A-MPDU 【Aggregation MAC Protocol Data Unit】
概要
A-MPDU(Aggregation MAC Protocol Data Unit)とは、無線LAN(Wi-Fi)のデータ伝送を高速化、効率化する手法の一つで、単一の無線ヘッダに複数のMACフレームを連結し、一度に複数のフレームを送信する方式。IEEE 802.11nで導入された。Wi-Fiでは有線のイーサネット(Ethernet)と同じデータの送受信単位であるフレーム(MACフレーム)を単位とし、一度の送信動作で一つのフレームを送り出すが、無線通信の効率化のため、複数のフレームを併合して一度に送り出す「フレームアグリゲーション」(frame aggregation)が考案された。
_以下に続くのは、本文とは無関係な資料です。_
PR #508, opened 2023-10-18
Move from DockerHub to quay.io

yuvipanda:
Companion PR to
https://github.com/jupyterhub/zero-to-jupyterhub-k8s/pull/3254. See that PR for more information.

### DIFF
--- a/.github/workflows/publish.yml
+++ b/.github/workflows/publish.yml
@@ -82,8 +82,8 @@ jobs:
         uses: jupyterhub/action-major-minor-tag-calculator@v2
         with:
           githubToken: ${{ secrets.GITHUB_TOKEN }}
-          prefix: "jupyterhub/configurable-http-proxy:"
-          defaultTag: jupyterhub/configurable-http-proxy:noref
+          prefix: "quay.io/jupyterhub/configurable-http-proxy:"
+          defaultTag: quay.io/jupyterhub/configurable-http-proxy:noref
 
       - name: Display tags
         run: echo "Docker tags ${{ steps.gettags.outputs.tags }}"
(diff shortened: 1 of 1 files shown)


.github/workflows/publish.yml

A-MPDUはその具体的な方式の一つで、通常は「無線ヘッダ+MACフレーム」という構成で行う一回の送信を「無線ヘッダ+MACフレーム+MACフレーム+…」という具合に最長64KBまで複数のMACフレームを連結して行う。送信回数が減ることで無線ヘッダの伝送時間や送受信制御のための待ち時間を削減できる。
一方、連結の単位をMACフレームではなくペイロードとするアグリゲーション方式は「A-MSDU」(Aggregate MAC Service Data Unit)という。A-MPDUはフレームの数だけMACヘッダやFCSが付随する分伝送効率は落ちるが、データの受け取り確認(ACK)や欠損時の再送をMACフレーム単位で行うことができる利点がある。